El paisaje que rodea Corrales de Duero es el propio de la Ribera del Duero vallisoletana: amplias extensiones de viñedos que se tiñen de oro en otoño, campos de cereal que ondulan con el viento y el perfil inconfundible de los páramos castellanos en el horizonte. La tranquilidad es el mayor “lujo” de este rincón, donde el silencio solo se rompe con el canto de las alondras, el tractor de turno y el murmullo del viento entre los chopos.

Si buscas desconectar del ritmo urbano y asomarte a la España interior más genuina, Corrales de Duero puede ser una buena parada breve. No hay grandes monumentos ni infraestructuras turísticas, y precisamente por eso conviene venir con expectativas ajustadas: pueblo pequeño, vida tranquila y entorno agrícola trabajado desde hace generaciones.

¿Qué ver en Corrales de Duero?

El núcleo urbano de Corrales de Duero conserva la arquitectura tradicional castellana, con casas de adobe, piedra y tapial que han resistido el paso del tiempo como han podido, algunas restauradas y otras pidiendo obra. Un paseo corto por sus calles permite apreciar las construcciones típicas de esta zona, con bodegas subterráneas excavadas en la roca, elementos que forman parte del patrimonio vitivinícola de la Ribera aunque muchas ya no se usen como antes.

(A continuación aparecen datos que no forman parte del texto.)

PR #1598, opened 2026-02-27
fix: throw error when plain JSON Schema is passed as inputSchema to server.tool()

### LINKED ISSUE #1585: server.tool() silently drops inputSchema when passed plain JSON Schema objects instead of Zod schemas

giulio-leone:
## Summary

`server.tool()` silently drops `inputSchema` when a plain JSON Schema object is passed instead of a Zod schema. The object is misinterpreted as `ToolAnnotations`, and the tool registers with an empty parameter schema — a silent data-loss bug.

## Root Cause

In `mcp.ts`, the tool registration overload resolution checks `isZodRawShapeCompat(firstArg)`. When this returns `false` (as it does for plain JSON Schema objects, which lack `.parse()`/`.safeParse()` methods), the fallback `else if` branch unconditionally treats the object as `ToolAnnotations`:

La iglesia parroquial preside el conjunto urbano, siguiendo el patrón de los templos rurales vallisoletanos. Es un edificio modesto, pero merece la pena acercarse para verla de cerca y entender el papel que tenía (y tiene) como referencia social del pueblo: aquí se celebraba todo, desde las fiestas hasta los entierros.

Los alrededores del pueblo permiten asomarse a buenas vistas de la Ribera del Duero sin necesidad de grandes excursiones. Desde las zonas algo más elevadas cercanas al núcleo urbano se pueden contemplar panorámicas amplias del valle, con el mosaico de cultivos y viñedos extendiéndose en todas direcciones. Con luz de atardecer, la escena gana bastante.

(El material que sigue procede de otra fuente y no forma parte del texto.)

PR #1681, opened 2026-03-15
fix(server): stop replay cleanly when streamable HTTP replay stream c…

meirk-brd:
### Summary

This fixes streamable HTTP event replay when a client disconnects in the middle of a replayed SSE response.

The shared `WebStandardStreamableHTTPServerTransport` now treats a closed replay stream as a normal abort condition: it stops replay immediately, closes the controller safely, and avoids leaving a stale replay entry in `_streamMapping`.

A regression test was added at the shared transport layer to cover the exact failure mode.

## Motivation and Context
When a client reconnects with `Last-Event-ID`, the server replays missed events through `replayEvents()`.

Before this change, if the replay stream closed mid-replay, the transport could continue attempting to write to a closed stream and then surface replay failures downstream. That forced consumers (like me ;) ) to add local monkey patches around the SDK transport.

This change fixes the issue where it originates, in the shared streamable HTTP server transport, so downstream projects do not need replay-disconnect workarounds.

## How Has This Been Tested?
Tested locally in the @modelcontextprotocol/server package with:

`pnpm --filter @modelcontextprotocol/server check`
`pnpm --filter @modelcontextprotocol/server test -- test/server/streamableHttp.test.ts`

Scenarios covered:

* normal streamable HTTP replay behavior still works
* a replay stream that closes after the first replayed event aborts replay cleanly
* no extra replay error is emitted for that disconnect path
* no stale replay stream mapping is left behind after the abort

## Breaking Changes
None.

This is an internal bug fix in the shared streamable HTTP server transport. There are no public API or configuration changes.

## Types of changes

- [ ] Documentation update

## Checklist

## Additional context

This intentionally fixes the issue in the shared `WebStandardStreamableHTTPServerTransport` instead of patching downstream wrappers. The `NodeStreamableHTTPServerTransport` does not require code changes because it delegates to this shared implementation.

The EventStore contract was left unchanged. The fix works by making replay writes fail fast and cleanly once the replay response stream has already been closed.

### DIFF
--- a/packages/server/src/server/streamableHttp.ts
+++ b/packages/server/src/server/streamableHttp.ts
@@ -67,6 +67,8 @@ interface StreamMapping {
     cleanup: () => void;
 }
 
+const REPLAY_STREAM_CLOSED_ERROR = 'ERR_MCP_REPLAY_STREAM_CLOSED';
+
 /**
  * Configuration options for {@linkcode WebStandardStreamableHTTPServerTransport}
  */
@@ -306,6 +308,24 @@ export class WebStandardStreamableHTTPServerTransport implements Transport {
         );
     }
 
+    private createReplayStreamClosedError(): Error {
+        const error = new Error('Replay stream closed');
+        error.name = REPLAY_STREAM_CLOSED_ERROR;
+        return error;
+    }
+
+    private isReplayStreamClosedError(error: unknown): error is Error {
+        return error instanceof Error && error.name === REPLAY_STREAM_CLOSED_ERROR;
+    }
+
+    private closeStreamController(controller: ReadableStreamDefaultController<Uint8Array>): void {
+        try {
+            controller.close();
+        } catch {
+            // Controller might already be closed
+        }
+    }
+
     /**
      * Validates request headers for DNS rebinding protection.
      * @returns Error response if validation fails, `undefined` if validation passes.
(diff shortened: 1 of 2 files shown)


travisbreaks (commented):
## Review: fix(server): stop replay cleanly when streamable HTTP replay stream closes

Overall this is a solid fix for a real problem. The approach is sound: detect client disconnect during replay, stop writing immediately, and clean up without leaking entries in `_streamMapping`. A few things worth discussing before merge.

### 1. Sentinel error vs. AbortController (design question)

The `REPLAY_STREAM_CLOSED_ERROR` sentinel works, but the Web Standards ecosystem already has a first-class mechanism for cooperative cancellation: `AbortController`. The `cancel()` callback on `ReadableStream` could call `abortController.abort()`, and the `send` callback could check `signal.aborted` before each write. This would:

- Eliminate the custom error class and the `isReplayStreamClosedError` type guard
- Align with how `fetch`, `ReadableStream`, and other Web APIs handle cancellation
- Let `EventStore` implementations that accept an `AbortSignal` participate in cancellation natively

Not a blocker, but worth considering whether the sentinel is the right long-term pattern for the SDK, especially since `EventStore.replayEventsAfter` could eventually accept a `signal` parameter.

### 2. Behavioral change: `onerror` no longer fires on failed replay writes

The old code called `this.onerror?.(new Error('Failed replay events'))` when `writeSSEEvent` returned false. The new code silently swallows replay-stream-closed errors. This is arguably *better* (a client disconnecting mid-replay is not a server error), but it is a behavioral change. Anyone relying on `onerror` to log replay failures will stop seeing those events.

Worth a note in the PR description or changeset so consumers know about it.

### 3. Race between `cancel()` and `send()` (looks safe, but subtle)

If `cancel()` fires between the `streamClosed` check at the top of `send` and the `writeSSEEvent` call, `writeSSEEvent` will fail and return false, triggering `closeReplayStream()`. Meanwhile `cancel()` also calls `closeReplayStream()`. The idempotency guard (`if (streamClosed) return`) handles this correctly. Good.

However, this relies on the assumption that `cancel()` and the `send` callback execute on the same event loop turn (no true parallelism). That's true in all current JS runtimes, but a brief comment in the code explaining why the `streamClosed` flag is sufficient (single-threaded, no concurrent mutation) would help future readers.

### 4. `closeStreamController` helper is only used in one place

The new `closeStreamController` method is a nice cleanup of the `try { controller.close() } catch {}` pattern, but it's only called inside `closeReplayStream`. The same pattern still appears inline in the standalone SSE `handleGetRequest` cleanup and in `handlePostRequest`. Consider applying the helper consistently, or keep it local to `replayEvents` if you don't want to widen the scope of this PR.

### 5. Test: covers `writeSSEEvent` failure path, not the `cancel()` path

The test simulates mid-replay close by calling `controller.close()` directly inside `replayEventsAfter`. This means the *second* `send()` call fails because `writeSSEEvent` returns false (enqueue on a closed controller). This is a valid and important scenario.

However, the `cancel()` -> `closeReplayStream()` path (triggered when the HTTP client actually disconnects and the runtime cancels the ReadableStream) is not exercised. If feasible, a second test that triggers `cancel()` on the ReadableStream between send calls would give confidence in both code paths.

### 6. Test: global `ReadableStream` stub is fragile

Stubbing `ReadableStream` globally with `vi.stubGlobal` is a bold move. The `finally` block mitigates the blast radius, but if any other test runs concurrently or if the stub leaks (e.g., a thrown error before `unstubAllGlobals`), it could cause confusing failures elsewhere. The `finally` handles the happy path, but consider whether there's a way to inject the controller reference without replacing a global constructor. For example, exposing the controller through the transport's `_streamMapping` (which the test already accesses via `as unknown`) might be less invasive.

### 7. Missing changeset

The changeset bot flagged this. Since it's a bug fix in `@modelcontextprotocol/server`, a patch changeset should be added.

### Summary

The fix is correct and addresses a real issue cleanly. The main points for discussion are (1) whether `AbortController` would be a better fit than a sentinel error, and (2) the `onerror` behavioral change. Neither is a blocker, but both are worth resolving before merge. The test coverage is good for the primary scenario; a second test for the `cancel()` path would be a nice addition.

felixweinberger (changes requested):
Thanks for this. I think it could be simpler using `AbortController` instead of the sentinel error + helper methods:

```ts
const abort = new AbortController();
const readable = new ReadableStream<Uint8Array>({
    start: c => { streamController = c; },
    cancel: () => abort.abort()
});

try {
    const replayedStreamId = await this._eventStore.replayEventsAfter(lastEventId, {
        send: async (eventId, message) => {
            abort.signal.throwIfAborted();
            if (!this.writeSSEEvent(streamController!, encoder, message, eventId)) {
                abort.abort();
                abort.signal.throwIfAborted();
            }
        }
    });
    if (!abort.signal.aborted) {
        this._streamMapping.set(replayedStreamId, { ... });
    }
} catch (err) {
    if (abort.signal.aborted) return new Response(readable, { headers });
    throw err;
}
```

Also needs a rebase (the `onerror` line conflicts with main) and a changeset.

BossChaos:
## Code Review

**PR:** [fix(server): stop replay cleanly when streamable HTTP replay stream c…](https://github.com/modelcontextprotocol/typescript-sdk/pull/1681) by @meirk-brd

- ✅ Bug/security fix

*Code review*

La proximidad a otros pueblos de la comarca hace que Corrales de Duero encaje bien como una parada dentro de una ruta más amplia por el Campo de Peñafiel: castillos, bodegas visitables y patrimonio histórico se encuentran, sobre todo, en los municipios cercanos.

Qué hacer

El senderismo, entendido aquí más como caminar por caminos rurales que como grandes rutas de montaña, es la actividad más lógica en Corrales de Duero y su entorno. Los caminos agrícolas que parten del pueblo permiten paseos de diferente longitud, todos con un denominador común: viñedos, cereal y horizonte ancho. Los senderos entre viñas resultan especialmente agradables en primavera y otoño, cuando los colores del campo cambian casi de semana en semana.

Para quienes disfrutan del cicloturismo tranquilo, las carreteras secundarias que conectan los pueblos de la comarca permiten recorridos con poco tráfico (ojo siempre con los tractores y maquinaria agrícola), a ritmo relajado, enlazando distintos pueblos de la Ribera.

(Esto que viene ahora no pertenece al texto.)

PR #1691, opened 2026-03-17
feat: add multi-server routing example

### LINKED ISSUE #740: Can we have a chatbot example that connected to multiple remote servers
https://github.com/modelcontextprotocol/python-sdk/blob/a2f8766a8a6bf8d6e6745b6c6f48d799dffe9583/examples/clients/simple-chatbot/mcp_simple_chatbot/main.py

travisbreaks:
## Summary
Adds a `client-multi-server` example that spawns two in-repo MCP servers, discovers tools from both, and demonstrates tool-name-prefixed routing between them. No external API key required.

Fixes #740

## What it does
- Spawns `server-quickstart` and `mcpServerOutputSchema` as child processes
- Discovers and aggregates tools from both servers (prefixed with `serverName__` to prevent collisions)
- Routes a tool call to the correct server, stripping the prefix before dispatch
- Prints discovered tools and a sample routed call, then exits

## Implementation
- Follows the `client-quickstart` example pattern (package structure, tsconfig, dependencies)
- Self-contained: runs against two servers already in the repo
- Ships with a default `servers.json` for easy testing

## Test plan
- [x] All existing tests pass
- [x] Full typecheck passes across the repo
- [x] Lint passes
- [x] Example added to changeset ignore list (matches quickstart convention)


felixweinberger:
@claude review

felixweinberger (changes requested):
Thanks for this — the `mcpServers` config parsing and agentic loop are solid. A few changes before merge:

**1. Prefix tool names with server name**

The flat `Map<toolName, serverName>` means if two servers both expose a tool with the same name, the last one silently overwrites the first. Prefix tool names to avoid this:

```ts
const prefixedName = `${serverName}__${tool.name}`;
this.toolToServer.set(prefixedName, { serverName, originalName: tool.name });
this.tools.push({ name: prefixedName, ... });
```

Then strip the prefix before calling the server.

**2. Default `servers.json` should have 2+ servers**

A multi-server example with one server in the default config doesn't demonstrate the routing. Add `@modelcontextprotocol/server-time` as a second entry — it works via npx with no extra setup.

**3. Fix the content type predicate**

`filter((c): c is Anthropic.TextBlock => c.type === 'text')` — MCP `CallToolResult` content blocks aren't `Anthropic.TextBlock`. Use `TextContent` from `@modelcontextprotocol/core`.

felixweinberger:
@claude review

felixweinberger (changes requested):
Thanks for the iterations - apologies, my previous review was posted prematurely. 

It's probably valid to call out some multi-server example. but this mostly duplicates the quickstart and pins another anthropic SDK version. The novel part is the tool-name prefixing and server routing.

I think this could be slimmed down to a minimal routing example, something that spawns 2 in-repo servers (e.g. server-quickstart + mcpServerOutputSchema) and just shows the routing between them rather than a full chatbot client implementation. That would also drop the Anthropic API key dep so it runs without it.

travisbreaks:
@felixweinberger All feedback from both your reviews and claude[bot]'s review has been addressed in the latest commit (a1bde15):

- **Minimal routing demo**: Rewrote from full chatbot to a script that spawns two in-repo servers (server-quickstart + mcpServerOutputSchema), demonstrates tool discovery and routing, then exits. No Anthropic SDK dependency, no API key required.
- **Tool name prefixing**: Retained from the prior iteration. Each tool is prefixed with `serverName__` to prevent collisions.
- **Type guard fix**: The old `Anthropic.TextBlock` type predicate is gone. Now uses plain `.filter()` with no type assertion.
- **claude[bot] nits** (is_error propagation, process cleanup, API key ordering, dead collision code): All were specific to the chatbot implementation, which has been replaced entirely.

CI is green across all checks. Ready for re-review when you have a moment.

felixweinberger (dismissed):
Thanks for the updates - mind updating PR title & body to reflect that this isn't a chatbot anymore? Then we can land this.

felixweinberger:
@claude review

travisbreaks:
@felixweinberger heads up: branch rebased on current main.
Updated for upstream client/stdio subpath split:
- StdioClientTransport now imports from '@modelcontextprotocol/client/stdio'
- tsconfig path mappings added to match client-quickstart
Also addresses two Claude bot comments from ~17 min after your 2026-04-09 review:
- cleanup loop now runs in finally{} (switched to process.exitCode)
- routing-demo now throws on missing keys instead of silently no-op'ing
Approval auto-dismissed by the rebase. Local typecheck/lint/build all green.

PR #1692, opened 2026-03-17
fix: wait for pending requests before aborting transports on close

### LINKED ISSUE #1231: Undici instrumentation marks successful MCP requests as aborted due to premature AbortController.abort() in SSE / StreamableHTTP transports
When using the MCP TypeScript SDK (`SSEClientTransport` / `StreamableHTTPClientTransport`) with **Undici instrumentation** (e.g., OpenTelemetry), successful MCP POST requests are being reported as **aborted**.

This happens because `close()` immediately calls:

```ts
this._abortController?.abort()
```

If a POST response is still being processed, Undici receives the abort signal and marks the span as an error, even though the server returned **200 OK**. This results in spans like:

```
UND_ERR_ABORTED: The operation was aborted
```

for successful requests.

---

### **Impact**

* Successful MCP requests show up as failed in traces
* Undici logs aborted errors
* Misleading telemetry in distributed tracing
* Connections stay open until Undici’s idle timeout (~10–14 seconds)

---

### **Reproduction**

1. Enable OTel Undici instrumentation
2. Use `SSEClientTransport` or `StreamableHTTPClientTransport`
3. Send any POST request (`initialize`, `callTool`, etc.)
4. Immediately call `client.close()`
5. Observe:

   * Response is 200 OK
   * Undici reports `UND_ERR_ABORTED`
   * Span is marked as failed

---

### **Request**

Could the SDK:
1. Avoid calling `AbortController.abort()` while requests are still in-flight
2. Optionally provide a **graceful close** mode that waits for active requests to finish

This would prevent Undici from misclassifying successful MCP requests as aborted and keep telemetry accurate.

travisbreaks:
## Summary

Fixes #1231.

When `close()` is called on `SSEClientTransport` or `StreamableHTTPClientTransport`, it immediately calls `AbortController.abort()`. If any `send()` POST requests are still in-flight (even if the server already returned 200 OK), Undici receives the abort signal and marks them as `UND_ERR_ABORTED`, corrupting OpenTelemetry traces and making successful requests appear failed.

**Changes:**
- Added a `_pendingRequests` Set to track in-flight send operations in both transport classes
- Modified `close()` to wait for pending requests to settle (`Promise.allSettled`) with a 2-second timeout before calling `abort()`
- Split `send()` into a public method (tracks the promise) and `_doSend()` (does the actual work)
- Tracked promises use `.catch(() => {})` to prevent unhandled rejections while preserving the original rejection for callers

All 386 existing tests pass.

### DIFF
--- a/packages/client/src/client/sse.ts
+++ b/packages/client/src/client/sse.ts
@@ -245,7 +245,7 @@ export class SSEClientTransport implements Transport {
             const GRACEFUL_CLOSE_TIMEOUT = 2000;
             await Promise.race([
                 Promise.allSettled(this._pendingRequests),
-                new Promise<void>((resolve) => setTimeout(resolve, GRACEFUL_CLOSE_TIMEOUT))
+                new Promise<void>(resolve => setTimeout(resolve, GRACEFUL_CLOSE_TIMEOUT))
             ]);
         }
         this._abortController?.abort();
--- a/packages/client/src/client/streamableHttp.ts
+++ b/packages/client/src/client/streamableHttp.ts
@@ -459,7 +459,7 @@ export class StreamableHTTPClientTransport implements Transport {
             const GRACEFUL_CLOSE_TIMEOUT = 2000;
             await Promise.race([
                 Promise.allSettled(this._pendingRequests),
-                new Promise<void>((resolve) => setTimeout(resolve, GRACEFUL_CLOSE_TIMEOUT))
+                new Promise<void>(resolve => setTimeout(resolve, GRACEFUL_CLOSE_TIMEOUT))
             ]);
         }
         this._abortController?.abort();


KKonstantinov:
@claude review

felixweinberger:
Thanks for this. I think the pattern here is to await requests before closing:

```ts
const result = await client.callTool(...);
await client.close();
```

If `close()` is called while requests are in flight, the abort is what's being asked for, and the OTel span reflecting that seems accurate.

For the SIGINT / graceful-shutdown case where you don't know what's in flight, I'd rather see that as an opt-in on `Client.close()` (which already has the pending-request registry in `_responseHandlers`) than a mandatory transport-level drain that adds up to 2s to every close. Happy to look at a PR in that direction if there's appetite.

La gastronomía local es la de la Castilla de interior: cordero lechal asado, morcilla, embutidos, quesos artesanos y, por supuesto, vinos con Denominación de Origen Ribera del Duero. En los pueblos de alrededor encontrarás bares y asadores donde probar este tipo de cocina, sobre todo en fines de semana y festivos, cuando hay más movimiento.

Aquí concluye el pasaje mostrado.